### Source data
--- START ---

Issue #230, opened 2020-08-17
Add a property to SensorGrids class to optionally store mesh information


chriswmackey:
I have a feeling that this will help a lot with producing visualizations of grid-based results.

Issue #229, opened 2020-08-17
Add grids and views property to ModelRadianceProperties


chriswmackey:
This will make it easier to coordinate the grids and views with Models.

We should also ensure that the grids + views get moved, rotated, scaled whenever the Model is transformed or the units system is changed.

chriswmackey:
And we should ensure that the model.to.rad_folder method writes out the grids and views.

Issue #100, opened 2020-05-12
Add move, rotate, scale, and reflect commands to SensorGrid and View


chriswmackey:
This will be needed in order to coordinate these objects with transformed Models.

PR #231, opened 2020-08-18
feat(model): Add sensor_grid and views under ModelRadianceProperties

chriswmackey:
This commit adds several improvements around the SensorGrid and View classes:

* Include SensorGrids and Views as properties under ModelRadianceProperties
* Write SensorGrid and View files as part of the Model.to.rad_folder method
* Add ability to move, rotate, scale reflect sensor grids + views
* Ensure that the grids + views get moved, rotated, scaled whenever the Model is transformed or the units system is changed
* Added a property to the SensorGrid class to optionally store the mesh information for better visualization

Resolves https://github.com/ladybug-tools/honeybee-radiance/issues/230
Resolves https://github.com/ladybug-tools/honeybee-radiance/issues/229
Resolves https://github.com/ladybug-tools/honeybee-radiance/issues/100

### DIFF
--- a/honeybee_radiance/properties/model.py
+++ b/honeybee_radiance/properties/model.py
@@ -1,5 +1,7 @@
 # coding=utf-8
 """Model Radiance Properties."""
+from ..sensorgrid import SensorGrid
+from ..view import View
 from ..dynamic.group import DynamicShadeGroup, DynamicSubFaceGroup
 from ..modifierset import ModifierSet
 from ..mutil import dict_to_modifier  # imports all modifiers classes
@@ -23,6 +25,8 @@ class ModelRadianceProperties(object):
 
     Properties:
         * host
+        * sensor_grids
+        * views
         * modifiers
         * blk_modifiers
         * room_modifiers
@@ -34,16 +38,58 @@ class ModelRadianceProperties(object):
         * dynamic_subface_groups
         * shade_group_identifiers
         * subface_group_identifiers
+        * has_sensor_grids
+        * has_views
     """
 
-    def __init__(self, host):
+    def __init__(self, host, sensor_grids=None, views=None):
         """Initialize Model radiance properties."""
         self._host = host
+        self.sensor_grids = sensor_grids
+        self.views = views
 
     @property
     def host(self):
         """Get the Model object hosting these properties."""
         return self._host
+
+    @property
+    def sensor_grids(self):
+        """Get or set an array of SensorGrids that are associated with the model."""
+        return tuple(self._sensor_grids)
+
+    @sensor_grids.setter
+    def sensor_grids(self, value):
+        if value:
+            try:
+                self._sensor_grids = list(value)
+                for obj in self._sensor_grids:
+                    assert isinstance(obj, SensorGrid), 'Expected SensorGrid for Model' \
+                        ' sensor_grids. Got {}.'.format(type(value))
+            except (ValueError, TypeError):
+                raise TypeError(
+                    'Model sensor_grids must be an array. Got {}.'.format(type(value)))
+        else:
+            self._sensor_grids = []
+
+    @property
+    def views(self):
+        """Get or set an array of Views that are associated with the model."""
+        return tuple(self._views)
+
+    @views.setter
+    def views(self, value):
+        if value:
+            try:
+                self._views = list(value)
+                for obj in self._views:
+                    assert isinstance(obj, View), 'Expected View for Model' \
+                        ' views. Got {}.'.format(type(value))
+            except (ValueError, TypeError):
+                raise TypeError(
+                    'Model views must be an array. Got {}.'.format(type(value)))
+        else:
+            self._views = []
 
     @property
     def modifiers(self):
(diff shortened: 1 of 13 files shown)


honeybee_radiance/properties/model.py
```diff
@@ -34,17 +38,59 @@ class ModelRadianceProperties(object):
...
         return self._host
 
+    @property
+    def sensor_grids(self):
+        """Get or set an array of SensorGrids that are associated with the model."""
+        return tuple(self._sensor_grids)
+
+    @sensor_grids.setter
+    def sensor_grids(self, value):
+        if value is not None:
```
mostaphaRoudsari, line 63: We can probably change this to `if value:` to catch empty lists or tuples.

honeybee_radiance/properties/model.py
```diff
@@ -310,6 +467,72 @@ def check_duplicate_modifier_set_identifiers(self, raise_exception=True):
             return False
         return True
 
+    def check_duplicate_sensor_grid_identifiers(self, raise_exception=True):
```
mostaphaRoudsari, line 470: I had to resolve a similar issue before and this was the best option that I found online.

```py
dup = [t for t, c in collections.Counter(grid.identifier for grid in self.sensor_grids).items() if c > 1]
```

honeybee_radiance/sensor.py
```diff
@@ -92,9 +156,6 @@ def __eq__(self, value):
     def __ne__(self, value):
         return not self.__eq__(value)
 
-    def ToString(self):
```
mostaphaRoudsari, line 95: Why are we deleting `ToString` here?

honeybee_radiance/sensor.py
```diff
@@ -49,14 +51,76 @@ def from_raw_values(cls, x=0, y=0, z=0, dx=0, dy=0, dz=1):
...
+        self._dir = typing.tuple_with_length(value) if value is not None else (0, 0, 1)
+
+    def move(self, moving_vec):
+        """Move this sensor along a vector.
+
+        Args:
+            moving_vec: A ladybug_geometry Vector3D with the direction and distance
+                to move the sensor.
+        """
+        self.pos = tuple(pv.Point3D(*self.pos).move(moving_vec))
```
mostaphaRoudsari, line 77: What if we use `Point3D` and `Vector3D` instead of tuple now that you need it for all the transforms?

We can add a classmethod for creating sensors from tuples or list.

honeybee_radiance/sensorgrid.py
```diff
@@ -31,23 +32,20 @@ class SensorGrid(object):
...
-        self._sensors = tuple(sensors)
-        for sen in self._sensors:
-            if not isinstance(sen, Sensor):
-                raise ValueError(
-                    'Sensors in SensorGrid must be form type Sensor not %s' % type(sen)
-                )
+        self.sensors = sensors
         self._room_identifier = None
         self._light_path = None
+        self._mesh = None
```
mostaphaRoudsari, line 48: I feel we might want to add a `classmethod` to create a sensor grid from an input mesh. That will come handy in several cases.

honeybee_radiance/view.py
```diff
@@ -738,31 +738,90 @@ def to_file(self, folder, file_name=None, mkdir=False):
...
+        view_position = pv.Point3D(*self.position)
+        self.position = view_position.scale(factor, origin)
+        self.direction = pv.Vector3D(*self.direction) * factor
+        self.up_vector = pv.Vector3D(*self.up_vector) * factor
+
+    def _apply_plane_properties(self, plane, view_direction, view_up_vector):
+        """Re-set the position, direction and up_vector from a Plane.
+
+        This method also ensures that the magnitude of the vectors is unchanged
+        (since all Plane objects will have unitized vectors).
```
mostaphaRoudsari, line 820: Hmmm! I have to check but I think in Radiance the vector length doesn't make a difference and we can keep it always unitized.

honeybee_radiance/writer.py
```diff
@@ -322,6 +323,21 @@ def model_to_rad_folder(model, folder=None, folder_type=2, config_file=None,
         new_bsdf_path = os.path.join(bsdf_folder, bsdf_name)
         shutil.copy(bdf_mod.bsdf_file, new_bsdf_path)
 
+    # write the assigned sensor grids and views into the correct folder
+    grid_dir = model_folder.grid_folder(full=True)
+    for grid in model.properties.radiance.sensor_grids:
+        write_to_file_by_name(
+            grid_dir, '{}.pts'.format(grid.identifier), grid.to_radiance())
```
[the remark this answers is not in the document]
chriswmackey: I didn't realize the sensor grid has a `to_file` method.  I'll use that.

honeybee_radiance/properties/model.py
chriswmackey: I'm not totally convinced it's the most readable or beautiful but it's the shortest.  If we decide that we like it, there are some ~30 methods that should be changed across honeybee-core, dragonfly-core and the extensions.

honeybee_radiance/sensor.py
chriswmackey: This was a redefinition of `ToString`. You'll see that it already exists on the class if you scroll up.

honeybee_radiance/sensor.py
chriswmackey: Because you built in all of these radiance serialization capabilities for the class that rely on everything being a tuple.  If you want to re-do all of these radiance serialization functions to use the ladybug_geometry objects instead of tuples, maybe then it will make sense.  But Radiance serialization is a more common use case than transforms so, at the moment, it wasn't worth all of this effort.

honeybee_radiance/sensorgrid.py
chriswmackey: Good point. Will do.

honeybee_radiance/view.py
chriswmackey: If it didn't make a difference, then I imagine that you would not have the following docstring in the view class:
```
direction: Set the view direction (-vd) vector to (x, y, z). The
    length of this vector indicates the focal distance as needed by
    the pixel depth of field (-pd) in rpict. Default: (0, 0, 1)
```

honeybee_radiance/sensor.py
chriswmackey: Not to mention the fact that so many of the tests would need to be changed.  It just seems like a task where, if I were to do it, there's a very high probability of breaking things.

honeybee_radiance/view.py
mostaphaRoudsari: That's from Radiance's documentation and you are right.

honeybee_radiance/sensor.py
mostaphaRoudsari: OK. then let's leave it as is.

honeybee_radiance/properties/model.py
mostaphaRoudsari: In that case, we should probably make one method in honeybee-core and have every other library to use it. It is not critical of course as it will work as is.

honeybee_radiance/sensorgrid.py
chriswmackey: Done

chriswmackey:
@mostaphaRoudsari ,
Some of the things you brought up here seem like we should probably open up separate issues about them. I re-requested your review to see if you agree.

honeybee_radiance/sensor.py
chriswmackey: On second though, maybe I could do it easily for the SensorGrid if you can take care of it for the View class.  I just don't know how we should handle all of these properties that are `TupleOption`.

honeybee_radiance/properties/model.py
chriswmackey: Ok. I opened an issue for it https://github.com/ladybug-tools/honeybee-core/issues/198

--- END ---

### EXERCISE OBJECTIVE
Using the records above, filter out every line that lacks the string "github" and copy the rest.

### WRITTEN SOLUTION
Resolves https://github.com/ladybug-tools/honeybee-radiance/issues/230
Resolves https://github.com/ladybug-tools/honeybee-radiance/issues/229
Resolves https://github.com/ladybug-tools/honeybee-radiance/issues/100
chriswmackey: Ok. I opened an issue for it https://github.com/ladybug-tools/honeybee-core/issues/198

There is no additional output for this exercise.